[Data items]
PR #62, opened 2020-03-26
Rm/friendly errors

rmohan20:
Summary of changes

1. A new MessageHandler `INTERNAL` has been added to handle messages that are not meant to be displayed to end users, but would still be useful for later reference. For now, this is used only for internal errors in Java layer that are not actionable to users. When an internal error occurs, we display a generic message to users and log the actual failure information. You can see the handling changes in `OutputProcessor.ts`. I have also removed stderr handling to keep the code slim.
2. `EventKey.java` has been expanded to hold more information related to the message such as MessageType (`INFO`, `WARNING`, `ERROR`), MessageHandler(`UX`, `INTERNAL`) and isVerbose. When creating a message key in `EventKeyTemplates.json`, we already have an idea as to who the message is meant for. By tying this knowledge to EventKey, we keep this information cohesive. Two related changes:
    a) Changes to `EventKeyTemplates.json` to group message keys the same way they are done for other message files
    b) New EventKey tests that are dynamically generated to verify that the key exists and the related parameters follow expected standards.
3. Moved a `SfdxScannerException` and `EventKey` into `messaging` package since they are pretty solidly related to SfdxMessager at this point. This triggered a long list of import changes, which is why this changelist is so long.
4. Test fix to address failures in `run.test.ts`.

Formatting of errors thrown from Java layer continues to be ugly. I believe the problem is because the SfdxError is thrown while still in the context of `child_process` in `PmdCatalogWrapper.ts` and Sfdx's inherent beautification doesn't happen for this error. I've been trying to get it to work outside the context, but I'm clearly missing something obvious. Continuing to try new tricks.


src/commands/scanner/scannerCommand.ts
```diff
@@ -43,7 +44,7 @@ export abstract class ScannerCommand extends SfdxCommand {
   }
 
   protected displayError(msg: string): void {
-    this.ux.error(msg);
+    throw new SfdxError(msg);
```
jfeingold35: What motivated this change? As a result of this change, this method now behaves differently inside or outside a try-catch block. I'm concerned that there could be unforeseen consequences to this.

Assigned task: The data above needs retyping. Reproduce each line exactly.

Solution for this exercise:
PR #62, opened 2020-03-26
Rm/friendly errors

rmohan20:
Summary of changes

1. A new MessageHandler `INTERNAL` has been added to handle messages that are not meant to be displayed to end users, but would still be useful for later reference. For now, this is used only for internal errors in Java layer that are not actionable to users. When an internal error occurs, we display a generic message to users and log the actual failure information. You can see the handling changes in `OutputProcessor.ts`. I have also removed stderr handling to keep the code slim.
2. `EventKey.java` has been expanded to hold more information related to the message such as MessageType (`INFO`, `WARNING`, `ERROR`), MessageHandler(`UX`, `INTERNAL`) and isVerbose. When creating a message key in `EventKeyTemplates.json`, we already have an idea as to who the message is meant for. By tying this knowledge to EventKey, we keep this information cohesive. Two related changes:
    a) Changes to `EventKeyTemplates.json` to group message keys the same way they are done for other message files
    b) New EventKey tests that are dynamically generated to verify that the key exists and the related parameters follow expected standards.
3. Moved a `SfdxScannerException` and `EventKey` into `messaging` package since they are pretty solidly related to SfdxMessager at this point. This triggered a long list of import changes, which is why this changelist is so long.
4. Test fix to address failures in `run.test.ts`.

Formatting of errors thrown from Java layer continues to be ugly. I believe the problem is because the SfdxError is thrown while still in the context of `child_process` in `PmdCatalogWrapper.ts` and Sfdx's inherent beautification doesn't happen for this error. I've been trying to get it to work outside the context, but I'm clearly missing something obvious. Continuing to try new tricks.


src/commands/scanner/scannerCommand.ts
```diff
@@ -43,7 +44,7 @@ export abstract class ScannerCommand extends SfdxCommand {
   }
 
   protected displayError(msg: string): void {
-    this.ux.error(msg);
+    throw new SfdxError(msg);
```
jfeingold35: What motivated this change? As a result of this change, this method now behaves differently inside or outside a try-catch block. I'm concerned that there could be unforeseen consequences to this.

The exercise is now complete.